Was ist Verzug?
Verzug liegt vor, wenn eine geschuldete Leistung nicht rechtzeitig erbracht wird, obwohl sie fällig ist und die weiteren rechtlichen Voraussetzungen vorliegen. Im Mietrecht betrifft das besonders häufig Mietzahlungen, Mängelbeseitigungen oder sonstige vertragliche Pflichten.
Warum ist der Begriff wichtig?
Der Begriff ist praktisch enorm wichtig, weil an den Verzug zahlreiche Rechtsfolgen anknüpfen.
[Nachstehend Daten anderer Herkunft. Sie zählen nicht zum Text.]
PR #333, opened 2018-03-26
Generate the name of a master using family, width, weight, custom order

madig:
Fixes https://github.com/googlei18n/glyphsLib/issues/323.

### DIFF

Dazu gehören etwa Schadensersatz, Kündigungsrechte oder Ansprüche auf Ersatz von Kosten. Im Mietalltag ist Verzug daher kein bloßes Theorieproblem, sondern oft der Wendepunkt vom Ärger zur echten Rechtsfolge.
Wo wird es besonders relevant?
Am bekanntesten ist der Zahlungsverzug des Mieters. Aber auch der Vermieter kann mit einer geschuldeten Leistung in Verzug geraten, etwa wenn ein Mangel trotz Aufforderung nicht beseitigt wird. Menschen tun in solchen Lagen gern so, als hätte Zeit keine juristische Bedeutung. Das sieht das Gesetz erstaunlich anders.
Was ist praktisch zu prüfen?
Entscheidend sind Fälligkeit, gegebenenfalls Mahnung oder entbehrliche Mahnung sowie die genaue Pflicht, um die es geht. Nicht jede verspätete Handlung löst automatisch dieselben Folgen aus.
Praxis-Hinweis
Wer Verzug geltend machen oder abwehren will, sollte Fälligkeit, Zugang von Schreiben und die zeitliche Abfolge aller Schritte sauber dokumentieren. Genau daran hängt später oft der ganze Fall.